The iOS Anki interface _is_ pretty expensive at $25, but you can do everything
through the web if you want, albeit clumsily.

------
closed
Great article! Just a note: spaced repetition is not only for rote learning,
or "remembering things".

When talking about spaced repetition, we need to make a distinction between
repeated studying (seeing both the problem and answer) and testing. Once
you've overlearned the material, the biggest value of an SRS comes from
testing yourself, even if you don't see the solution after [1]. Another
potential benefit is interleaving concepts from different problems [2].

Another distinction is what is being tested. For example, testing using same
math problem you learned from is repeating both the concept learned and exact
content of the problem. Repeating the exact content you originally studied may
dilute the benefit of testing you on the concept. However, it is clear that
repeated testing on the concept is very beneficial when the content is new
(e.g. spaced testing related math problems, [3]). That isn't to say repeating
the concept and content can't be beneficial, I think it can be useful, but I'm
less sure about how it stacks up.

In the posted article, I think the type of SR will be useful because (1)
recalling the pieces being tested are helpful when solving the problem (or a
related one), and (2) hopefully they cue you to think of the problems domain
they're related to. In a sense, interleaving the pieces can be a test of
matching the piece with it's problem domain.

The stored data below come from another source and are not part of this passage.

PR #2297, opened 2023-09-28
Update index.md

nneuerburg:
Add the docker based demo container to the installation page as the easiest way to explore thin-edge.io


didier-wenzek (commented):
I'm okay to link the demo container from the how to start overview, but I would not from the installation page. The later must focus on installation not training.

PR #2300, opened 2023-09-28
Fix integer underflow in EntityTopicId parsing

Bravo555:
## Proposed changes

In a typical case of a fencepost error, segments were confused with segment separators and thus in topics with 4 slashes erroneously passed the "topic has max of 4 segments" check. This would later cause an underflow when generated missing topic segments, leading to a string of size near `usize::MAX` being allocated.

## Types of changes

## Paste Link to the issue
<br/>

## Checklist

## Further comments

As for the error itself, I can identify 3 potential causes:

1. No overflow checks in release mode. This is addressed in this PR by enabling overflow checks in release profile. thin-edge isn't really math-heavy, so I doubt it will impact performance, but it can provide additional safety.
2. Lacking test coverage. The error conditions producing `Result::Error` variants were not sufficiently tested. This is also addressed by this PR.
3. And i think the one we should think a bit about: the decision to automatically pad `EntityTopicId` with slashes if not enough are provided.

   It perhaps unnecessarily complicates the function and it may be used incorrectly by clients who expect `EntityTopicId` to be the same as the input they provided.
   This decision was motivated by [this table](https://thin-edge.github.io/thin-edge.io/next/references/mqtt-api/#group-identifier) in the documentation which specifies that only the first 2 levels are required. When joining `EntityTopicId` with a channel one has to add slashes if fewer than 4 levels were used, so I decided to do this on construction, but since a user can register entities manually, then registration on topic `devices/main` would result in a `EntityTopicId("devices/main//")` being created, which is a completely different topic.
   So as it stands, current `EntityTopicId` implementation is invalid and either it will have to be changed to support number of levels `2..=4`, or remove the feature of not having to fill in all the levels of the MQTT topic identifier portion.
   If we expect a large discussion on this topic, I can create a new issue for it.

### DIFF
--- a/Cargo.toml
+++ b/Cargo.toml
@@ -167,3 +167,4 @@ lto = true
 opt-level = "z"
 panic = "abort"
 strip = "symbols"
+overflow-checks = true
--- a/crates/core/tedge_api/src/mqtt_topics.rs
+++ b/crates/core/tedge_api/src/mqtt_topics.rs
@@ -235,12 +235,12 @@ impl FromStr for EntityTopicId {
     fn from_str(entity_id: &str) -> Result<Self, Self::Err> {
         const ENTITY_ID_SEGMENTS: usize = 4;
 
-        let entity_id_segments = entity_id.matches('/').count();
+        let entity_id_segments = entity_id.matches('/').count() + 1;
         if entity_id_segments > ENTITY_ID_SEGMENTS {
             return Err(TopicIdError::TooLong);
         }
 
-        let missing_slashes = ENTITY_ID_SEGMENTS - entity_id_segments - 1;
+        let missing_slashes = ENTITY_ID_SEGMENTS - entity_id_segments;
         let topic_id = format!("{entity_id}{:/<1$}", "", missing_slashes);
         if mqtt_channel::Topic::new(&topic_id).is_err() {
             return Err(TopicIdError::InvalidMqttTopic);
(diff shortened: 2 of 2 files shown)


didier-wenzek (approved):
Approved

Bravo555:
> The user has to understand that a registration on `devices/main` is a shortcut for `devices/main//`. Any telemetry data or command for that device will have to published on a topic with the padded id as in `devices/main///<channel>`.

So do I understand correctly that if a user publishes a registration message on `device/main`, which actually refers to the entity `device/main//`, it's OK because thin-edge components only interact with other devices through the entity store, so they only see `device/main//`? Because then the only tricky part would be for potentially other applications which do not use the entity store but want to see the messages to know where the registration message is. For a device with entity topic id of `device/main//`, the registration message could be published on either `device/main//`, `device/main/` or `device/main`. But registration messages are only thin-edge internal thing and aren't supposed to be interacted with directly by other applications, so it's fine?

didier-wenzek:
> > The user has to understand that a registration on `devices/main` is a shortcut for `devices/main//`. Any telemetry data or command for that device will have to published on a topic with the padded id as in `devices/main///<channel>`.
> 
> So do I understand correctly that if a user publishes a registration message on `device/main`, which actually refers to the entity `device/main//`, it's OK because thin-edge components only interact with other devices through the entity store, so they only see `device/main//`? Because then the only tricky part would be for potentially other applications which do not use the entity store but want to see the messages to know where the registration message is. For a device with entity topic id of `device/main//`, the registration message could be published on either `device/main//`, `device/main/` or `device/main`. But registration messages are only thin-edge internal thing and aren't supposed to be interacted with directly by other applications, so it's fine?

I think it's fine. That said, to avoid any confusion, it would be indeed better to accept registration message only on padded topics.

PR #2306, opened 2023-09-29
Resolve RUSTSEC-2023-0065

Bravo555:
## Proposed changes

Affected tungstenite crate was bumped to the latest version 0.20.1

## Types of changes

## Paste Link to the issue
<br/>

## Checklist

### DIFF
--- a/Cargo.toml
+++ b/Cargo.toml
@@ -150,7 +150,7 @@ toml = "0.7"
 tracing = { version = "0.1", features = ["attributes", "log"] }
 tracing-subscriber = { version = "0.3", features = ["time", "env-filter"] }
 try-traits = "0.1"
-tungstenite = "0.17.3"
+tungstenite = "0.20"
 url = "2.3"
 uzers = "0.11"
 walkdir = "2"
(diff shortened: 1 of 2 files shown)


Cargo.toml
```diff
@@ -150,7 +150,7 @@ toml = "0.7"
 tracing = { version = "0.1", features = ["attributes", "log"] }
 tracing-subscriber = { version = "0.3", features = ["time", "env-filter"] }
 try-traits = "0.1"
-tungstenite = "0.17.3"
+tungstenite = "0.20.1"
```
PradeepKiruvale, line 153:
```suggestion
tungstenite = "0.20"
```
We follow the norm of using only major versions not subversions

didier-wenzek (approved):
Approved

Cargo.toml
Bravo555: Fixed, but note that `0.20.1` here does not mean _use exactly `0.20.1`_, but _use any version in range `0.20.1 <= x < 0.21`_. For `0.20` it's a range of `0.20.0 <= x < 0.21`, and as version `0.20.0` is still affected, without the lockfile cargo could select to use version `0.20.0`. We do have the lockfile though, but still, the declaration in the `Cargo.toml` file says that version `0.20.0` is fine when in reality it isn't.

More info here: https://doc.rust-lang.org/cargo/reference/specifying-dependencies.html

So I think this norm can be sometimes incorrect, what is the rationale behind it?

It seems like a better solution would be to create related problems related to
the ones you learned initially, to test yourself in a spaced way. For example,
you and a friend could solve the same Eloquent Javascript problems, and then
create a handful of new problems that are in the same problem domain. Then,
you could trade problems for spaced testing. This type of spaced testing could
be thought of as repeating problem domain, but not exact problem content. To
the degree that the SRS interleaves testing problem domains, it will likely be
especially effective for solving new problems [2].

[1]:
[http://pss.sagepub.com/content/27/2/223.full.pdf+html](http://pss.sagepub.com/content/27/2/223.full.pdf+html)

(based on this classic!:
[http://learninglab.psych.purdue.edu/downloads/2008_Karpicke_...](http://learninglab.psych.purdue.edu/downloads/2008_Karpicke_Roediger_Science.pdf))

[2]:
[http://www.indiana.edu/~pcl/papers/carvalho_goldstone_delaye...](http://www.indiana.edu/~pcl/papers/carvalho_goldstone_delayedgeneralization2014.pdf)

[3]:
[http://onlinelibrary.wiley.com/doi/10.1002/acp.1266/abstract](http://onlinelibrary.wiley.com/doi/10.1002/acp.1266/abstract)

------
hacker_9
_" A spaced repetition system (SRS) is a way of efficiently repeating things
you don’t want to forget, usually by using electronic flashcards. A SRS
exploits the fact that if you remember something well you don’t have to repeat
it as often."_

It's interesting that the technique simply shoves the same information in your
face until you no longer forget it, instead of actually trying to exploit
known ways of learning quickly, such as via the Method of Loci.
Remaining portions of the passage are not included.